YOUR GOAL:
Look for the word "This" in the data below, and copy every line that holds it.

(RAW DATA Opens)

PR #224, opened 2024-10-01
[0.21] Add an optional programAddress override to instruction builders of JS renderer

mcintyre94:
Currently when an instruction creator is called, it hardcodes the `programAddress` part of the program to the program that the client is being rendered for. This PR adds a new optional `config` parameter to instruction creators, which can be used to override the `programAddress`. For example:

```ts
import {
    getTransferCheckedInstruction,
} from '@solana-program/token';

const sendTokenInstruction = getTransferCheckedInstruction({
    source,
    destination,
    amount,
    authority,
   decimals,
   mint,
  }, { programAddress: TOKEN_22_PROGRAM_ADDRESS }
);
```

This is useful when there are multiple programs with compatible instructions, for example in the case of token and token22. In these cases, when dealing with these compatible instructions, you can now re-use the `token` client and just change the `programAddress` of the generated instructions.

### DIFF
--- a/packages/renderers-js/test/instructionsPage.test.ts
+++ b/packages/renderers-js/test/instructionsPage.test.ts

(RAW DATA Closes)

TASK RESPONSE:
Currently when an instruction creator is called, it hardcodes the `programAddress` part of the program to the program that the client is being rendered for. This PR adds a new optional `config` parameter to instruction creators, which can be used to override the `programAddress`. For example:
This is useful when there are multiple programs with compatible instructions, for example in the case of token and token22. In these cases, when dealing with these compatible instructions, you can now re-use the `token` client and just change the `programAddress` of the generated instructions.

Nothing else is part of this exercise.